Given a quantum system that we seek to understand, finding the ground state is often the first and most informative task we can assume, from which we can then examine dynamics, excitations, entanglement geometry, and so on. But there are several different precise senses in which we could ask to "find the ground state", and depending on the exact system and the question, the resulting task could be quite easy or difficult. This thesis examines four distinct problems, drawing from a toolkit of Bayesian statistics, the Density Matrix Renormalization Group, convex optimization, Fourier analysis, and computational complexity theory.

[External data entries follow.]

Issue #1519, opened 2023-05-25
instrumentation-fastify fails to initialise if "type" is set to "module" in package.json


mgcrea:
### What version of OpenTelemetry are you using?

Latest versions available:

```
    "@opentelemetry/api": "^1.4.1",
    "@opentelemetry/auto-instrumentations-node": "^0.37.0",
    "@opentelemetry/exporter-metrics-otlp-proto": "^0.39.1",
    "@opentelemetry/exporter-prometheus": "^0.39.1",
    "@opentelemetry/exporter-trace-otlp-proto": "^0.39.1",
    "@opentelemetry/instrumentation": "^0.39.1",
    "@opentelemetry/instrumentation-fastify": "^0.31.3",
    "@opentelemetry/instrumentation-http": "^0.39.1",
    "@opentelemetry/resources": "^1.13.0",
    "@opentelemetry/sdk-metrics": "^1.13.0",
    "@opentelemetry/sdk-node": "^0.39.1",
    "@opentelemetry/sdk-trace-base": "^1.13.0",
    "@opentelemetry/sdk-trace-node": "^1.13.0",
    "@opentelemetry/semantic-conventions": "^1.13.0",
```

### What version of Node are you using?

`v18.16.0`

### What did you do?

Tried to use `@opentelemetry/instrumentation-fastify` on a new project did not understand why the instrumentation did not work.

### What did you expect to see?

`@opentelemetry/instrumentation-fastify Applying patch for fastify@4.17.0` 

### What did you see instead?

nothing

### Additional context

instrumentation-http works in both modes:

```
@opentelemetry/instrumentation-http Applying patch for http@18.16.0
@opentelemetry/instrumentation-http Applying patch for https@18.16.0
```

Flarna:
support for instrumenting ESM was recently merged (see https://github.com/open-telemetry/opentelemetry-js/pull/3698) but it's not yet in a release.

Please retest once a new release is out.

dyladan:
New release is out. Can you please confirm if this is fixed?

pichlermarc:
Closing this as it should work as of the latest release.
Feel free to comment if we should re-open the issue. :slightly_smiling_face:

nlindley:
This appears to still be a problem. We converted the Fastify example to ESM and see the HTTP modules being patched, but not fastify. https://github.com/nlindley/opentelemetry-js-contrib/compare/main...fastify-esm

nlindley:
[...]

PR #1624, opened 2023-08-07
fix(fastify): Make sure consturctor patching works with esm

mydea:

instrumentation-fastify does not work in ESM mode. This PR fixes this so that fastify can be instrumented when using esm.

The underlying problem is that in ESM mode, the `moduleExports` is not === the fastify constructor. Instead, this can _only_ be found under the `default` key.

This changes the wrapping behavior to always use the named `fastify` export, which should always exist.

Fixes https://github.com/open-telemetry/opentelemetry-js-contrib/issues/1519


Flarna:
Is there an impact to commonjs users using fastify like this (copied from fastify docs)?
```js
const fastify = require('fastify')({
  logger: true
})
```

mydea:
> Is there an impact to commonjs users using fastify like this (copied from fastify docs)?
> 
> ```js
> const fastify = require('fastify')({
>   logger: true
> })
> ```

I've tried it in a small test app of mine where both syntaxes continue to work for CJS, but would appreciate if somebody else could also give it a go (due to the "mysterious" ways that these things sometimes work 😅 )

pichlermarc:
@mydea thank you for your contribution. Would you mind signing the CLA? Then we can proceed with the PR. :slightly_smiling_face:

mydea:
> @mydea thank you for your contribution. Would you mind signing the CLA? Then we can proceed with the PR. 🙂

Done!

pichlermarc (approved):
> > Is there an impact to commonjs users using fastify like this (copied from fastify docs)?
> > ```js
> > const fastify = require('fastify')({
> >   logger: true
> > })
> > ```
> 
> I've tried it in a small test app of mine where both syntaxes continue to work for CJS, but would appreciate if somebody else could also give it a go (due to the "mysterious" ways that these things sometimes work 😅 )

Looks good, thanks! :slightly_smiling_face: I also checked and it seems to work for me too.

It seems to need some adjustments so that `prettier` succeeds, though (see [here](https://github.com/open-telemetry/opentelemetry-js-contrib/actions/runs/6001135065/job/16274673430?pr=1624#step:8:240), you can also run `npm run lint` from the `plugins/node/opentelemetry-instrumentation-fastify/` to check locally), then this should be good to go :slightly_smiling_face:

In one setting, we are given a set of local interactions and asked only, is this Hamiltonian frustrated? This question can be very easy or difficult depending on the types of interactions permitted by the symmetry of the system. We show that in fact there are in fact "natural" (in a precise, mathematical sense) interaction types of many different difficulties, including complexity classes BQP and QCMA. In the second setting, we have repeatedly measured an unknown quantum state, and we are tasked with determining the most probable state given the measurements. We show that this task is in fact exponentially difficult (NP-hard) in the dimension of the Hilbert space. In the third setting, we examine one-dimensional fermionic systems, and show how Gaussian Fermionic Matrix Product States and DMRG can be combined with Hartree-Fock iteration to find approximate groud states very quickly. In the final setting, we use a quantum computer to perform binary measurements of Green's functions and wish to reconstruct the whole function. We show that although classical statistical techniques give an acceptable reconstruction, imposing physicality constraints greatly enhances the sample efficiency and reconstruction quality.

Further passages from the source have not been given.